Problem to work on: Scan the records that follow, and whenever a line has the word "typeof", copy it.
****
PR #263, opened 2021-01-28
MNT-14308: CMIS - optionally request rendition(s) when uploading docs

montgolfiere:
- add new configurable option to request set of renditions when uploading via CMIS (none by default)
- note: in the (unlikely) event a customer *relied* on previous behaviour (rather than dynamic requests) they can override & set to "doclib"

### DIFF
--- a/repository/src/main/java/org/alfresco/opencmis/AlfrescoCmisServiceFactory.java
+++ b/repository/src/main/java/org/alfresco/opencmis/AlfrescoCmisServiceFactory.java
@@ -231,7 +231,11 @@ public class AlfrescoCmisServiceFactory extends AbstractServiceFactory
     protected AlfrescoCmisService getCmisServiceTarget(CMISConnector connector)
     {
         AlfrescoCmisServiceImpl cmisService = new AlfrescoCmisServiceImpl(connector);
-        cmisService.setCmisRequestRenditionsOnCreateDoc(parseCommaSeparatedSet(getCmisCreateDocRequestRenditionsSet()));
+
+        Set<String> stringSet = parseCommaSeparatedSet(getCmisCreateDocRequestRenditionsSet());
+        logger.info("getCmisServiceTarget: cmis.create.doc.request.renditions.set="+stringSet);
+        cmisService.setCmisRequestRenditionsOnCreateDoc(stringSet);
+
         return cmisService;
     }
 
--- a/repository/src/main/java/org/alfresco/opencmis/AlfrescoCmisServiceFactory.java
+++ b/repository/src/main/java/org/alfresco/opencmis/AlfrescoCmisServiceFactory.java
@@ -2,7 +2,7 @@
  * #%L
  * Alfresco Repository
  * %%
- * Copyright (C) 2005 - 2016 Alfresco Software Limited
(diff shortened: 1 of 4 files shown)


stevenblair-al:
approved by me.

stevenblair-al (approved):

repository/src/main/java/org/alfresco/opencmis/AlfrescoCmisServiceFactory.java
```diff
@@ -58,6 +61,8 @@
     private CMISTransactionAwareHolderInterceptor cmisHolder;
     private AuthorityService authorityService;
 
+    private String cmisCreateDocRequestRenditionsSet = null;
```
nithinnambiar, line 64: String default value is null

repository/src/main/java/org/alfresco/opencmis/AlfrescoCmisServiceFactory.java
```diff
@@ -217,6 +230,26 @@ public CmisService getService(final CallContext context)
...
+            {
+                String entry = st.nextToken().trim();
+                if (!entry.isEmpty())
+                {
+                    stringSet.add(entry);
+                }
+            }
+        }
+        return stringSet;
     }
```
nithinnambiar, line 254: Looks good to me, is it possible to add a unit test case for this?

eknizat (approved):
Looks good. As already mentioned a test would be good.

amohammedalfresco (approved):

repository/src/main/java/org/alfresco/opencmis/AlfrescoCmisServiceFactory.java
montgolfiere: Yes, why not ;-)

repository/src/main/java/org/alfresco/opencmis/AlfrescoCmisServiceFactory.java
montgolfiere: I didn't notice any existing CMIS tests for checking *async* renditions. 

@nithinnambiar How would you propose to unit test that option is passed in ok (when not empty) ? Note: I have checked manually via debug. 

Instead, I suggest we add a log info message allowing easy verification both ways. 

Does that sound reasonable for an optional setting (and no other change in functionality) ?

nithinnambiar: Perhaps a small unit test to check if  `cmisRequestRenditionsOnCreateDoc`  in `AlfrescoCmisServiceImpl` is getting populated with right values from the config?

montgolfiere: Seems overkill. Do you have examples of a similar test elsewhere in the codebase - if so, happy to add ;-)

montgolfiere:
As per https://github.com/Alfresco/alfresco-community-repo/pull/263#discussion_r566783094 pending some other similar unit tests examples. 

For now, I've added the INFO message to show what values were populated (including empty set by default).

PR #26, opened 2021-03-24
New property support for lights!

### LINKED ISSUE #10: Add offset property support for lights (interior lights, corner lights, spotlights)

pandincus:
Fixes #10


EasyCommands/CommandParsers/ParameterParsers.cs
```diff
@@ -97,6 +97,12 @@ partial class Program {
         static String[] colorKeywords = { "color" };
         static String[] textKeywords = { "text", "message" };
 
+        static String[] blinkIntervalKeywords = { "blinkinterval", "blinkInterval", "interval" };
```
MerlinofMines, line 100: Given we included "interval", we might consider having the property name be "intervl" in case we can use this across other block types

MerlinofMines (approved):

PR #33, opened 2021-04-01
Revamped ScriptTests by adding ScriptTest utility class

pandincus:
Revamped ScriptTests by adding ScriptTest utility class
This greatly reduces the required boilerplate in writing script tests
by delegating most of that to the construction of a ScriptTest instance.

ScriptTest authors only need to provide the actual script,
the mocked objects, and the verifications/assertions for those mocks.

As part of this, I replaced block and group entity providers with
mocking of the GridTerminalSystem. However, I haven't yet configured
it to work properly for display blocks. I wanted to get this bit out
and reviewed before then proceeding to address the display block gap.

As a result, you'll see changes to EasyCommands for the removal of the
block provider delegates, as those are no longer required.

Other notable changes:
* Changed STATE in Program to be public so we can both examine it
  and set it from tests
* Changed the BroadcastMessageProvider delegate to not be static
  so that we don't have to potentially reset it after each test run

### DIFF
--- a/EasyCommands.Tests/ScriptTests/ScriptTest.cs
+++ b/EasyCommands.Tests/ScriptTests/ScriptTest.cs
@@ -1,0 +1,182 @@
+﻿using IngameScript;
+using Malware.MDKUtilities;
+using Moq;
+using Sandbox.ModAPI.Ingame;
+using System;
+using System.Collections.Generic;
+using System.Linq;
+using System.Text;
+using System.Threading.Tasks;
+using static IngameScript.Program;
+
+namespace EasyCommands.Tests.ScriptTests
+{
+    /// <summary>
+    /// Represents an instance of a ScriptTest. Constructing a new ScriptTest is akin to setting
+    /// up the test, as it instantiates required objects and performs basic setup.
+    /// 
+    /// This implements <see cref="IDisposable"/>, so any post-test cleanup is performed
+    /// upon destruction of the class. Please use this inside of a using statement.
+    /// </summary>
+    class ScriptTest : IDisposable
+    {
+        private GenericListDictionary mockedBlocksByName;
+        private List<IMyBlockGroup> mockedGroups;
+        private Mock<IMyGridTerminalSystem> gridMock;
+        private Program program;
+
+        public List<String> Logger { get; private set; }
+
+        public ScriptTest(String script)
+        {
+            mockedBlocksByName = new GenericListDictionary();
+            mockedGroups = new List<IMyBlockGroup>();
+            Logger = new List<String>();
+
+            // Init static fields that may have been modified from other tests, prepare for testing
+            Program.STATE = ProgramState.STOPPED;
+            Program.LOG_LEVEL = Program.LogLevel.SCRIPT_ONLY;
+            // Setup the CUSTOM_DATA to return the given script
+            // And other required config for mocking
+            gridMock = new Mock<IMyGridTerminalSystem>();
+            var me = new Mock<IMyProgrammableBlock>();
+            MDKFactory.ProgramConfig config = default;
+            config.GridTerminalSystem = gridMock.Object;
+            config.ProgrammableBlock = me.Object;
+            config.Echo = (message) => Logger.Add(message);
+            program = MDKFactory.CreateProgram<Program>(config);
+            me.Setup(b => b.CustomData).Returns(script);
+
+            // Default behavior for broadcast messages
+            // TODO: Replace this with mock objects passed to config setup in Program
+            program.broadcastMessageProvider = () => new List<MyIGCMessage>();
+
+            // Default behavior for locating blocks on the grid
+            gridMock.Setup(g => g.GetBlockGroups(It.IsAny<List<IMyBlockGroup>>(), It.IsAny<Func<IMyBlockGroup, bool>>()))
+                .Callback((Action<List<IMyBlockGroup>, Func<IMyBlockGroup, bool>>)GetBlockGroupsCallback);
+
+            // TODO: Handle custom logic in TextSurfaceHandler
+        }
+
+        /// <summary>
+        /// Run the script until the program reaches the specified state, or until a limited
+        /// number of runs has been reached. The default number of runs before exit is 100.
+        /// </summary>
+        /// <param name="state">The desired end-state.</param>
+        /// <param name="runLimit">The limited number of runs. Defaults to 100</param>
+        public void RunUntil(ProgramState state, int runLimit = 100)
+        {
+            int runCounter = 0;
+            do
+            {
+                MDKFactory.Run(program);
+                runCounter++;
+            } while (Program.STATE != state && runCounter < runLimit);
+        }
+
+        /// <summary>
+        /// Given a custom name for a block (or set of blocks), set up the custom names
+        /// for the given mocked blocks and store them for later retrieval when requested by
+        /// the grid terminal system.
+        /// 
+        /// Since the GridTerminalSystem's GetBlocksOfType method doesn't return values but
+        /// instead modifies the given list, this uses Moq's Callback functionality to
+        /// invoke a callback that will attempt to retrieve the stored blocks.
+        /// </summary>
+        /// <typeparam name="T">The type of the blocks we're mocking retrieval for.</typeparam>
+        /// <param name="name">The custom name of the block(s) we're mocking.</param>
+        /// <param name="blockMocks">Blocked mocks to be stored and used later.</param>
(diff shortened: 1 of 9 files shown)


EasyCommands.Tests/ScriptTests/ScriptTest.cs
```diff
@@ -0,0 +1,182 @@
...
+            // TODO: Handle custom logic in TextSurfaceHandler
+        }
+
+        /// <summary>
+        /// Run the script until the program reaches the specified state, or until a limited
+        /// number of runs has been reached. The default number of runs before exit is 100.
+        /// </summary>
+        /// <param name="state">The desired end-state.</param>
+        /// <param name="runLimit">The limited number of runs. Defaults to 100</param>
+        public void RunUntil(ProgramState state, int runLimit = 100)
```
MerlinofMines, line 67: Nice!

EasyCommands.Tests/ScriptTests/ScriptTest.cs
```diff
@@ -0,0 +1,182 @@
...
+        {
+            // Store the mock block objects by their type
+            mockedBlocksByName.Add(typeof(T), blockMocks.Select(b => b.Object).ToList());
+        }
+
+        public class GenericListDictionary
+        {
+            private Dictionary<Type, List<Object>> dictionary = new Dictionary<Type, List<object>>();
+
+            public void Add<T>(Type type, List<T> values)
```
MerlinofMines, line 166: I think you can simplify and remove the type parameter by doing:

```
public void Add<T>(List<T> values) {
  dictionary.Add(typeof(T), values.Select(x => (Object)x).ToList());
}
```

EasyCommands.Tests/ScriptTests/ScriptTest.cs
```diff
@@ -0,0 +1,182 @@
...
+            {
+                dictionary.Add(type, values.Select(x => (Object)x).ToList());
```
MerlinofMines, line 168: I think this will fail if you try to add to the dictionary twice.

Instead, I think you need to fetch the current list by key (adding an empty list if not exists) and then appending the objects to the given list.  That way we can mock multiple blocks of the same type with different custom names and/or belonging to different groups.

EasyCommands.Tests/ScriptTests/ScriptTest.cs
MerlinofMines, line 67: Thoughts on passing a delegate "checker" to this instead of using runLimit (you could still pass runLimit == 100 as the default)?

It'd be kind of nice to say "run until X condition", sort of like breakpoints in the script to then check assertions of the state of the world.

EasyCommands.Tests/ScriptTests/ScriptTest.cs
```diff
@@ -0,0 +1,182 @@
...
+        /// <param name="blockMocks">The blocks being mocked and that will be returned later.</param>
+        public void MockBlocksInGroup<T>(String groupName, params Mock<T>[] blockMocks) where T : class, IMyTerminalBlock
+        {
+            var mockGroup = new Mock<IMyBlockGroup>();
+            mockGroup.Setup(g => g.Name).Returns(groupName);
+            mockGroup.Setup(g => g.GetBlocksOfType(It.IsAny<List<T>>(), It.IsAny<Func<T, bool>>()))
+                .Callback((Action<List<T>, Func<T, bool>>)GetBlocksOfTypeCallback);
+            mockedGroups.Add(mockGroup.Object);
+
+            SetupMockBlocksByType(blockMocks);
```
MerlinofMines, line 116: I'm trying to think how this will work if I have a script where I want to get the same mocked blocks by name, and by being in group.  I think right now this would double-add to mockedBlocksByName.  

If we change GenericListDictionary to `Dictionary<Type,Set<object.>>` does that alleviate?

Alternatively we could separate adding mock blocks and then adding those blocks to groups, but i like the one shot method.  Thoughts?

EasyCommands.Tests/ScriptTests/ScriptTest.cs
```diff
@@ -0,0 +1,182 @@
...
+
+        public ScriptTest(String script)
+        {
+            mockedBlocksByName = new GenericListDictionary();
+            mockedGroups = new List<IMyBlockGroup>();
+            Logger = new List<String>();
+
+            // Init static fields that may have been modified from other tests, prepare for testing
+            Program.STATE = ProgramState.STOPPED;
+            Program.LOG_LEVEL = Program.LogLevel.SCRIPT_ONLY;
```
MerlinofMines, line 38: nit: we might want to put these after the MDKFactor.CreateProgram call, lest we start moving some of this setup into the Program constructor

EasyCommands/BlockHandlers/BlockHandlers.cs
```diff
@@ -10,9 +10,6 @@
 namespace IngameScript {
     partial class Program {
         public static class BlockHandlerRegistry {
-            public delegate List<Object> BlockProvider(BlockType blockType, String name);
-            public static BlockProvider BLOCK_PROVIDER = GetBlocks;
-            public static BlockProvider GROUP_BLOCK_PROVIDER = GetBlocksInGroup;
```
MerlinofMines, line 13: nice

EasyCommands.Tests/ScriptTests/ScriptTest.cs
```diff
@@ -0,0 +1,182 @@
...
+        private void GetBlockGroupsCallback(List<IMyBlockGroup> groups, Func<IMyBlockGroup, bool> collect)
+        {
+            // Invoke the given collector function on all groups and return those groups matching
+            groups.AddRange(mockedGroups
+                .Select(x => x)
+                .Where(collect != null ? collect : (x) => true)
+                .ToList());
+        }
+
+        public void Dispose()
```
MerlinofMines, line 137: Do we need this one?

nit: I think default is LogLevel.INFO.  I think this also hints at doing the defaulting in the Program constructor, and then overriding in the our test setup after creating the program. 

Thoughts?

MerlinofMines (changes requested):
Looks awesome!  Trying out the "request changes" functionality with a couple things I wants your thoughts on.

Cheers!

EasyCommands.Tests/ScriptTests/ScriptTest.cs
pandincus: Nice! Missed this. Done.

EasyCommands.Tests/ScriptTests/ScriptTest.cs
pandincus: That's right! I wanted to write a test that exercised a variety of scenarios like multiple blocks of the same type. Ran out of steam the other night but I've added that now (and addressed this issue).

EasyCommands.Tests/ScriptTests/ScriptTest.cs
pandincus: Done! The predicate currently accepts the ScriptTest as its input and I figure we can expose aspects of the program through properties on the ScriptTest.

EasyCommands.Tests/ScriptTests/ScriptTest.cs
pandincus: This is a great catch. Yup! We would double-add.

Changing it to a Set should do the trick here. I've also added a test explicitly around manipulating blocks by-themselves and as a group. Check it out!

EasyCommands.Tests/ScriptTests/ScriptTest.cs
pandincus: Yeah, I moved 'em for now, then we can take another pass at changing these to instance variables.

EasyCommands/BlockHandlers/BlockHandlers.cs
pandincus: Felt good to delete it 😄

EasyCommands.Tests/ScriptTests/ScriptTest.cs
pandincus: Oh for sure, these should all be instance variables. The Dispose will be useful for anything we can't change to an instance variable, or any other post-execution cleanup we want to do. FYI, the `Dispose` method is invoked automatically when we close out the `using` statement.

> nit: I think default is LogLevel.INFO.

Yup! That's why I'm setting it to that in Dispose.

Anyway, you're totally right on this better being done with instance variables, but I didn't want to make a bunch of changes to your state management variables in this CR. I can do that in a follow-up, though!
****
Solution to this problem:
+            mockedBlocksByName.Add(typeof(T), blockMocks.Select(b => b.Object).ToList());
  dictionary.Add(typeof(T), values.Select(x => (Object)x).ToList());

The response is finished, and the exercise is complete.